Two days ago we invited you to pose questions in response to Bill Weir's piece on the Knowledge Is Power Program. We sent your questions to the leaders of the program and KIPP public affairs director Steve Mancini's answers are below.
Question: Hi, I'd be interested in knowing what the average teacher:student ratio is in KIPP schools and what the average percentage of special ed kids is in KIPP schools? Thanks, Bill Gammon
Steve Mancini: The average student-to-teacher ratio at KIPP is 16 to 1. Class size at KIPP depends on the subject being taught and can vary amongst different KIPP schools. The actual class sizes at KIPP schools can reach 30 students in some instances. Regardless of the class size, KIPP is committed to hiring teachers who will do whatever it takes to ensure that students will learn.
All KIPP schools are open-enrollment public schools. We do not pre-screen students at KIPP. The percentage of special education students at KIPP schools ranges from no students at some schools to more than 20 percent at others. At KIPP Academy Lynn outside of Boston, 22 percent of the young people are special education students. KIPP Lynn students appeared in the Oct. 15 ABC "World News" piece participating in an outward bound field trip activity in Wiscasset, Maine.
Question: My son is currently in his third year at KIPP Tech Valley in Albany, N.Y. I was wondering if there were any plans to build a high school somewhere in the Northeast?
Steve Mancini: In its third year, KIPP Tech Valley currently serves students in fifth- through seventh-grades, and will add an eighth-grade in 2008. KIPP Tech Valley consistently has some of the highest student achievement of any public middle school serving predominantly low-income students in Albany.
As more KIPP middle schools have reached maturity and sent eighth-grade students on to high school, we have recognized a need to increase the supply of rigorous public high schools in many of our communities. To that end, KIPP has begun creating college-preparatory high schools as extensions of our existing middle schools.
Through the generous support of the Bill & Melinda Gates Foundation, KIPP has opened public high schools in the following locations: Gaston, N.C.; Helena, Ark.; Houston; Newark, N.J.; and San Lorenzo, Calif.

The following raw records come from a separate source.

PR #1156, opened 2023-09-22
Clean up `fe.free_energy` function signatures with `Trajectory` type

mcwitt:
In `timemachine.fe.free_energy` and code that uses this module, we commonly pass around data of the type `Tuple[StoredArrays, NDArray, NDArray]`, representing the frames, boxes, and final velocities from an MD trajectory. This PR introduces a type `Trajectory` to store these data, simplifying function signatures and enabling additional validation.

In the future, this will simplify extending the data we return from MD sampling; for example, an upcoming PR will add `barostat_volume_scale_factors`.

Note: this also simplifies `timemachine.fe.free_energy.sample` to require the `max_buffer_frames` argument and always return frames as `StoredArrays`.

### DIFF
--- a/tests/test_free_energy.py
+++ b/tests/test_free_energy.py
@@ -229,9 +229,9 @@ def test_sample_max_buffer_frames_with_local_md(
     n_eq_steps = 1
 
     md_params = MDParams(n_frames, n_eq_steps, steps_per_frame, 2023, local_steps=local_steps)
-    frames, _, _ = sample(solvent_hif2a_ligand_pair_single_topology_lam0_state, md_params, max_buffer_frames)
-    assert isinstance(frames, StoredArrays)
-    assert len(frames) == n_frames
+    traj = sample(solvent_hif2a_ligand_pair_single_topology_lam0_state, md_params, max_buffer_frames)
+    assert isinstance(traj.frames, StoredArrays)
+    assert len(traj.frames) == n_frames
 
 
 @given(integers(min_value=1))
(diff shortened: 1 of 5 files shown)


tests/test_free_energy.py
```diff
@@ -260,26 +258,6 @@ def hif2a_ligand_pair_single_topology_lam0_state():
...
-    )
-
-    assert isinstance(frames_ref, np.ndarray)
-    assert isinstance(frames_test, StoredArrays)
-    assert len(frames_ref) == len(frames_test)
-
-    for frame_ref, frame_test in zip(frames_ref, frames_test):
-        np.testing.assert_array_equal(frame_ref, frame_test)
-
-
```
mcwitt, line 282: This was testing for consistency when we pass `max_buffer_frames` vs. when we don't; it is no longer needed now that `max_buffer_frames` is required.

timemachine/fe/free_energy.py
```diff
@@ -134,16 +134,47 @@ def u_kln_by_component_by_lambda(self) -> NDArray:
...
     intermediate_results: List[PairBarResult]
     hrex_diagnostics: Optional[HREXDiagnostics] = None
 
+    @property
+    def frames(self) -> List[StoredArrays]:
+        return [traj.frames for traj in self.trajectories]
+
+    @property
+    def boxes(self) -> List[NDArray]:
+        return [traj.boxes for traj in self.trajectories]
```
mcwitt, line 176: These properties maintain backwards compatibility

jkausrelay (approved):

maxentile (approved):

The decision to open a new KIPP high school is up to the local KIPP Tech Valley board of directors. We suggest that you communicate directly with Dan Ceaser — your KIPP school leader in Albany — to inquire about a high school.
Question: I just saw the report on KIPP schools tonight and I am VERY intrigued. I too am a teacher, but more importantly, I am a parent to five beautiful children. I feel like our public school system is failing my children, especially at the secondary level. What is the process of bringing such a school to our area or is there one in the Detroit/Ann Arbor area?
Steve Mancini: We are pleased to learn about your interest in bringing KIPP to Detroit.
Each year, KIPP uses an application process in order to select new communities for future KIPP school expansion. We select new sites nearly two years in advance due to the requirement that all KIPP schools are led by outstanding educators who apply to and are selected for our yearlong principal training program.